_INPUT_
PR #11156, opened 2022-01-14
chore: 3.8.x

janpio:


helpers/compile/build.ts
```diff
@@ -4,14 +4,15 @@ import { flatten } from '../blaze/flatten'
 import { pipe } from '../blaze/pipe'
 import { map } from '../blaze/map'
 import { transduce } from '../blaze/transduce'
-import glob from 'glob'
+import glob from 'globby'
```
janpio, line 7: Was this import broken before?

helpers/compile/plugins/depCheckPlugin.ts
```diff
@@ -94,25 +90,13 @@ const unusedPlugin: esbuild.Plugin = {
...
-      ignore: ['**/packages/**/*', '**/*.d.ts'],
-      gitignore: true,
-    }),
-    logLevel: 'silent', // there will be errors
-    bundle: true, // we bundle to get everything
-    write: false, // no need to write for analysis
-    outdir: 'out',
-    plugins: [unusedPlugin],
-  })
-  .catch(() => {})
```
janpio, line 118: Where does this logic go?

packages/debug/package.json
```diff
@@ -52,7 +50,8 @@
   ],
   "dependencies": {
     "@types/debug": "4.1.7",
-    "ms": "2.1.3"
+    "ms": "2.1.3",
+    "strip-ansi": "6.0.1"
```
janpio, line 54: Is this really a normal dep? Where is it used, or waht for?

packages/migrate/package.json
```diff
@@ -57,12 +54,16 @@
...
+    "chalk": "4.1.2",
     "execa": "5.1.1",
     "has-yarn": "2.1.0",
     "indent-string": "4.0.0",
     "log-update": "4.0.0",
+    "mariadb": "2.5.5",
+    "mssql": "7.3.0",
     "new-github-issue-url": "0.2.1",
     "open": "7.4.2",
+    "pg": "8.7.1",
```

_PROBLEM TO SOLVE_
Each line holding "plugins" in the records should be copied out.

_RESPONSE AREA_
helpers/compile/plugins/depCheckPlugin.ts
-    plugins: [unusedPlugin],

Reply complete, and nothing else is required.